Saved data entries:
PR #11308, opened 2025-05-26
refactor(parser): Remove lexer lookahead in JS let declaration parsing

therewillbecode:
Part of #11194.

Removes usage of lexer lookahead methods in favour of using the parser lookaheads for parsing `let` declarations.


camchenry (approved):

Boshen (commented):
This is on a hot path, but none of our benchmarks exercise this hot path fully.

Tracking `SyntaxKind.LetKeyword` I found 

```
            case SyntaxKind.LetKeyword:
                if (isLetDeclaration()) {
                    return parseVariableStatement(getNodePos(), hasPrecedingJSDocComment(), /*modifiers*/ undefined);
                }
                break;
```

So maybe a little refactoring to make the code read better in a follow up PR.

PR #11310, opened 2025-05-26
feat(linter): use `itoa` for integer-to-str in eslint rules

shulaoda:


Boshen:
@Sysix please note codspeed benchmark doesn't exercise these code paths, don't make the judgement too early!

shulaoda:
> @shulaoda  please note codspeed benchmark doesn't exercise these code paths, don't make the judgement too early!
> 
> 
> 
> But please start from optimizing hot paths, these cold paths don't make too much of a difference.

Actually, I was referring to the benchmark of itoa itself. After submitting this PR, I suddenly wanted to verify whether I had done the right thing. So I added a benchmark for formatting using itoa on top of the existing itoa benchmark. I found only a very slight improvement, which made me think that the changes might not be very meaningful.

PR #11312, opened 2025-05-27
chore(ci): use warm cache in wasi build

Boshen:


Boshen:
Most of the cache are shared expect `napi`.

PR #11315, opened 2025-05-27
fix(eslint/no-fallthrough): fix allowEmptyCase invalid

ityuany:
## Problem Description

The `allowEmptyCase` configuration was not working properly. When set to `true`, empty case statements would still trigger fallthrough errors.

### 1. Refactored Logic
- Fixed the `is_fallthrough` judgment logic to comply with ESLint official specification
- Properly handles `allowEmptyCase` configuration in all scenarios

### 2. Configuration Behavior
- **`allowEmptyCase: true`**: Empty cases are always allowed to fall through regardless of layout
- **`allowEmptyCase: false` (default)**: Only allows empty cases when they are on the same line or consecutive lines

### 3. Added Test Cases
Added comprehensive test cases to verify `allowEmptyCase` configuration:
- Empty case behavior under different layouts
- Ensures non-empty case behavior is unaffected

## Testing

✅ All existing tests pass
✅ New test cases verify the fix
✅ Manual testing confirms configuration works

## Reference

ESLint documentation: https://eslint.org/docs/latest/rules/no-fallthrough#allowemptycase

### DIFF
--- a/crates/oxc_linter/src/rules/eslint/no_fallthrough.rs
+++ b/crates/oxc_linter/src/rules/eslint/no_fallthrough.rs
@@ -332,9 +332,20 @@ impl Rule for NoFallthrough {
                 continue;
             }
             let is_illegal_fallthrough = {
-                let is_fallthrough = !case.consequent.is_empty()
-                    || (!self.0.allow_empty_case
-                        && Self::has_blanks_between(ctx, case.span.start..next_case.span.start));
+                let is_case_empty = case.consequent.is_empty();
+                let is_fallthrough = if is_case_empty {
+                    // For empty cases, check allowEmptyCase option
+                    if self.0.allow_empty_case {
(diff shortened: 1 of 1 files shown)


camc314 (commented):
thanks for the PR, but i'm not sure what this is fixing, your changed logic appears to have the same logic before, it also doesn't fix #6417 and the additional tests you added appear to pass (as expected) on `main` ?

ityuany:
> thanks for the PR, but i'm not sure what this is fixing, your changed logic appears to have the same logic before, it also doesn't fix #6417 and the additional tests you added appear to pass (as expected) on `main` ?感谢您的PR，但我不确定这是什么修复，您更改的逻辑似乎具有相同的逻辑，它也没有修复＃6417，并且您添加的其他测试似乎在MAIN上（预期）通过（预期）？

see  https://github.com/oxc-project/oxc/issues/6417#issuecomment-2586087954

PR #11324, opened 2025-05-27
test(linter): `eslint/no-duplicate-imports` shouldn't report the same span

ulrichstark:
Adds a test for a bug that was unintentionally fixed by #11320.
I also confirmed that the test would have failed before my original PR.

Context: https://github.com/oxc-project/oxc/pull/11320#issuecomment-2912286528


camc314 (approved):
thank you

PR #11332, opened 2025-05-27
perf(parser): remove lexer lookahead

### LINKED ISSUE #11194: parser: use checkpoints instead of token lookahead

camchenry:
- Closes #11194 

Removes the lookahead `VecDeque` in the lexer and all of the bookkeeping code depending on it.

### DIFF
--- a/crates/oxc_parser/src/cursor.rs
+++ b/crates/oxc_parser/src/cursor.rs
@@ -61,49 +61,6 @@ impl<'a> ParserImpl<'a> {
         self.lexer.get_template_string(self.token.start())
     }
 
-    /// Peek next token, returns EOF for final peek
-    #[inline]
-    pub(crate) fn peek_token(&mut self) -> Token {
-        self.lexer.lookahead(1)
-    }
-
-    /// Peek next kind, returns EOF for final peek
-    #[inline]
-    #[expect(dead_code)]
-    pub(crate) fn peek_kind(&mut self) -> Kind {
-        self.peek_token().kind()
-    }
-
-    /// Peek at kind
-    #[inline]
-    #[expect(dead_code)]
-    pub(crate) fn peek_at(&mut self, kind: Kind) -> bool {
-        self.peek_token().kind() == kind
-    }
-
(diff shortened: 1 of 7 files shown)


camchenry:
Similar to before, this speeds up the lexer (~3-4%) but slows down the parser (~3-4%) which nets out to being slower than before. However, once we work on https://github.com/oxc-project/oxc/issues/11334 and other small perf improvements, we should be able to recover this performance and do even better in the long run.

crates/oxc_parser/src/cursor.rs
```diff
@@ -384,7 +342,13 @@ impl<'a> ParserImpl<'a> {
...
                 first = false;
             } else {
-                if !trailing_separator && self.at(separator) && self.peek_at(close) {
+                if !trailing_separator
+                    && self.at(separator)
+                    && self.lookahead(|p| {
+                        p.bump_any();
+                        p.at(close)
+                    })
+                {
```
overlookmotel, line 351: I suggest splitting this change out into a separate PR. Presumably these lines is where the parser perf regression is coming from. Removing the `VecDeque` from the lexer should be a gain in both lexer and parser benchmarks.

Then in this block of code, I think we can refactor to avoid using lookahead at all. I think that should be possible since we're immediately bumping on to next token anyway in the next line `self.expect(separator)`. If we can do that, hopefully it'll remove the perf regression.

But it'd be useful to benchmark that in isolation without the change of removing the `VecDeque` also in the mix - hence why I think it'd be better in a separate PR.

--

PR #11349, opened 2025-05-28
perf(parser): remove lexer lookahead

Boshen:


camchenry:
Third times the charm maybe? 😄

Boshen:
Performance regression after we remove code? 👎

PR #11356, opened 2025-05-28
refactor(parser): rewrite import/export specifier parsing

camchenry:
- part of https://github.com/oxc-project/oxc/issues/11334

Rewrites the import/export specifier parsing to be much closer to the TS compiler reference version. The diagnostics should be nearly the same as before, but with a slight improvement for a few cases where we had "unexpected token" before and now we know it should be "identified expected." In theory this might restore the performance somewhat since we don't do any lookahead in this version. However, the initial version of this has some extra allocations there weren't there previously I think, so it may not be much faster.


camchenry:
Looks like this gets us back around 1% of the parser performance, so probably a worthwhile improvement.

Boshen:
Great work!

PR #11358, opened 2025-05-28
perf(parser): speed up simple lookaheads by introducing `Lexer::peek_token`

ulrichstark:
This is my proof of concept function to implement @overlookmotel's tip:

■ Task goal ■
Count the lines above that contain the word "VecDeque", and reply with only that number.

■ Written solution ■
3